Evaluate bias and variance with a learning curve
Learning Curve Theory
- Graph that compares the performance of a model on training and testing data over a varying number of training instances
- We should generally see performance improve as the number of training points increases
- When we separate training and testing sets and graph them individually
- We can get an idea of how well the model can generalize to new data
- Learning curve allows us to verify when a model has learning as much as it can about the data
- When it occurs
- The performances on the training and testing sets reach a plateau
- There is a consistent gap between the two error rates
- The key is to find the sweet spot that minimizes bias and variance by finding the right level of model complexity
- Of course with more data any model can improve, and different models may be optimal
- For a more in-depth theoretical coverage of learning curves, you can view a guide by Andrew Ng that I have compiled here
Types of learning curves
- Bad Learning Curve: High Bias
- When training and testing errors converge and are high
- No matter how much data we feed the model, the model cannot represent the underlying relationship and has high systematic errors
- Poor fit
- Poor generalization
- When training and testing errors converge and are high
- Bad Learning Curve: High Variance
- When there is a large gap between the errors
- Require data to improve
- Can simplify the model with fewer or less complex features
- When there is a large gap between the errors
- Ideal Learning Curve
- Model that generalizes to new data
- Testing and training learning curves converge at similar values
- Smaller the gap, the better our model generalizes
Example 1: High Bias
- In this example, you'll see that we'll be using a linear learner on quadratic data
- The result is that we've high bias
- We'll have a low score (high error)
In [1]:
# imports
from sklearn.linear_model import LinearRegression
from sklearn.learning_curve import learning_curve
import matplotlib.pyplot as plt
from sklearn.metrics import explained_variance_score, make_scorer
from sklearn.cross_validation import KFold
import numpy as np
In [2]:
size = 1000
cv = KFold(size, shuffle=True)
Create X array
In [3]:
#np.reshape(old_shape, new_shape)
# new array (-1, 1)
# -1 implies to take shape from original, hence 1000
# this creates a 1000 x 1 array
X = np.reshape(np.random.normal(scale=2,size=size),(-1,1))
X.shape
Out[3]:
In [4]:
# np.random.normal(scale=2,size=size) creates a 1000 x 1 matrix
# scale=2 is the standard deviation of the distribution
np.random.normal(scale=2,size=size).shape
Out[4]:
Create y array
In [5]:
y = np.array([[1 - 2*x[0] +x[0]**2] for x in X])
y.shape
Out[5]:
Plot learning curve
In [6]:
def plot_curve():
# instantiate
lg = LinearRegression()
# fit
lg.fit(X, y)
"""
Generate a simple plot of the test and traning learning curve.
Parameters
----------
estimator : object type that implements the "fit" and "predict" methods
An object of that type which is cloned for each validation.
title : string
Title for the chart.
X : array-like, shape (n_samples, n_features)
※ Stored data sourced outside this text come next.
PR #62, opened 2026-01-06
Support other tile sizes in GEMM `test.py`

andrej:
## Added
-

## Changed
- Uses the input `m, k, n` parameters to the GEMM test function to actually use those tile sizes, so if we want to add tests for other tile sizes in the future, or for local testing, we can.
- 
## Removed
-

## PR Merge Checklist


hunhoffe (approved):
Thank you for looking into this!

andrej:
Closing in favor of #65 which contains this change and others.

PR #71, opened 2026-01-26
Llama reimplementation with fused transaction sequence

andrej:
## Added
- Python code that automatically generates a fused MLIR operator from an "invocation plan" of smaller operators using `aiex.configure` and `aiex.run`
- `llama_npu.py` implementation that makes use of that fusion. goal: all operators end-to-end run on NPU, no involvement of CPU whatsoever
- A couple of new operators needed to run everything on NPU: `strided_copy` and `repeat` -- not yet very optimized
- new simple baseline CPU llama implementation

## Changed
- streamlined some of the compilation infrastructure where I ran into limitations
- added masking option with run-time parameter to softmax

## Removed
- old llama implementation

## To-Do

- [ ] offload everything in prefill too -- there are still some CPU operations there 
- [ ] fuse prefill together too
- [ ] upgrade actions runner to use XRT after https://github.com/Xilinx/XRT/pull/9560, which this relies on
- [ ] upgrade this repository to use MLIR-AIE after https://github.com/Xilinx/mlir-aie/pull/2831, which this relies on
- [ ] figure out something about patching? currently, patching the fused transaction sequence for decode slows everything down a lot because we re-instantiate a new `xrt::elf` for every token. proper solution would be to use new scratchpad memory firmware feature to read run-time parameters from DDR
- [ ] re-test all the other operators after refactoring compilation infrastructure, might have broken

## PR Merge Checklist


ItsMick:
I've been doing Llama 3.2 1B decode on Strix Halo with IRON — hit the same xclbin switching problem (measured 2.7-5.8ms warm switch, killed every multi-xclbin approach). Ended up at 22 tok/s with a hybrid NPU/CPU split using int4 quantized supertile GEMV for Q/K/V/gate/up, CPU for the rest.

I have int4 GEMV operators that might be useful here since mv.cc is bf16 only. Fused on-tile dequant, all 32 tiles, group_size=32, double-buffered ObjectFIFO:
- 8192×2048: 441us, 21.4 GB/s aggregate
- 2048×2048: 193us, 12.2 GB/s
- Beats CPU at all tested sizes (0.07-0.61x)

Worth noting — I benchmarked batched int4 GEMV and compute/DMA are roughly balanced at batch=1 (~941us DMA vs ~793us compute per batch element). Dequant is expensive enough that batching only gets 1.3x at batch=4. The int4 kernel probably needs optimization to not become the bottleneck in a fused pipeline.

Happy to share code or help integrate. DIM_K as compile-time constant for the int4 path should be straightforward.

andrej:
This got merged as part of #76.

Training vector, where n_samples is the number of samples and
n_features is the number of features.
y : array-like, shape (n_samples) or (n_samples, n_features), optional
Target relative to X for classification or regression;
None for unsupervised learning.
ylim : tuple, shape (ymin, ymax), optional
Defines minimum and maximum yvalues plotted.
cv : integer, cross-validation generator, optional
If an integer is passed, it is the number of folds (defaults to 3).
Specific cross-validation objects can be passed, see
sklearn.cross_validation module for the list of possible objects
n_jobs : integer, optional
Number of jobs to run in parallel (default 1).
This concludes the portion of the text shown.